(Received for publication, September 14, 1995)
From the
To study the molecular basis of tissue-specific and hormonally regulated expression of the fatty acid synthase (FAS) gene in vivo, we generated lines of transgenic mice carrying 2.1 kilobases of the 5`-flanking region (-2100 to +67) of the rat FAS gene fused to a chloramphenicol acetyltransferase (CAT) reporter gene. This reporter gene construct was strongly expressed in tissues that normally express high levels of FAS mRNA, which include liver and white adipose tissues. In contrast, CAT reporter activity was not detected in appreciable levels in lung, heart, kidney, and muscle tissues, which do not normally show significant levels of FAS activity. The relative levels of the CAT mRNA driven by the rat FAS promoter in various tissues of the transgenic animals approximated those of the endogenous mouse FAS mRNA. We also examined the hormonal and nutritional regulation of the FAS(2.1)-CAT reporter gene in transgenic mice. CAT activity was increased in both liver and white adipose tissue when fasted animals were refed a high carbohydrate, fat-free diet. These changes in CAT activity and CAT mRNA levels occurred in parallel to the changes in endogenous mouse FAS mRNA levels. On the other hand, fasting/refeeding did not change CAT activity appreciably in other tissues, such as muscle and brown adipose tissue. Administration of dibutyryl cAMP at the start of refeeding prevented an increase in CAT activity in liver. However, the cAMP effect was tissue-specific as cAMP treatment did not bring about change in CAT activity in adipose tissue. Next, to examine the effect of insulin, we made the transgenic mice insulin-deficient by streptozotocin treatment. Insulin treatment of the streptozotocin-diabetic mice increased both the CAT activity and CAT mRNA levels driven by the rat FAS promoter in liver and white adipose tissue. These changes in CAT expression by insulin paralleled those in endogenous FAS mRNA levels. Administration of glucocorticoids increased CAT activity in all tissues examined: liver, white and brown adipose tissues, lung, heart, and spleen.

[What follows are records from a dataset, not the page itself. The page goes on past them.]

PR #96, opened 2020-07-04
fix panic that happens if no host is provided from cli, even if `GooseAttack::set_host` was used.

vemoo:
I tried to write a test, but I didn't find an easy way, and it's a small fix.

### DIFF
--- a/src/lib.rs
+++ b/src/lib.rs
@@ -731,11 +731,10 @@ impl GooseAttack {
         info!("initializing user states...");
         let mut weighted_users = Vec::new();
         let mut user_count = 0;
-        let config = self.configuration.clone();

Overall, the first 2.1 kilobases of the 5`-flanking region of the rat FAS gene appear to contain sequence elements necessary to confer tissue-specific and hormonally regulated expression characteristic of the endogenous FAS gene.
Fatty acid synthase (FAS) ()plays a central role in de novo lipogenesis in mammals and birds by catalyzing all the
reactions in conversion of acetyl-CoA and malonyl-CoA to palmitate. FAS
activity is not known to be regulated by allosteric effectors or
covalent modification. However, FAS concentration in liver and adipose
tissue is highly sensitive to nutritional, hormonal, and developmental
states(1, 2, 3) . When rats are fasted for
1-2 days, the rate of synthesis of FAS declines, while refeeding
a high carbohydrate diet increases synthesis of FAS(4) . We
have previously reported that FAS mRNA was not detectable in livers of
fasted mice but dramatically increased upon refeeding a high
carbohydrate, fat-free diet(5) . This induction of FAS mRNA
resulted from increased transcription of the FAS gene(6) . Both
lipogenic and lipolytic hormones participate in regulating FAS
expression. Injection of cAMP prevented increase in FAS mRNA and
transcription during fasting/refeeding. FAS expression was very low in
diabetic mice, and insulin caused a marked and rapid increase in the
FAS mRNA levels and in the transcription rate of the FAS
gene(6) . Hormonal regulation of FAS expression in adipose
tissue, on the other hand, has not been studied extensively. We
observed that insulin increased and cAMP decreased FAS mRNA levels in
3T3-L1 adipocytes (5) . In these cells, thyroid hormone also
stimulated FAS gene transcription, indicating independent effects of
insulin, cAMP, and thyroid hormone on FAS gene expression(7) .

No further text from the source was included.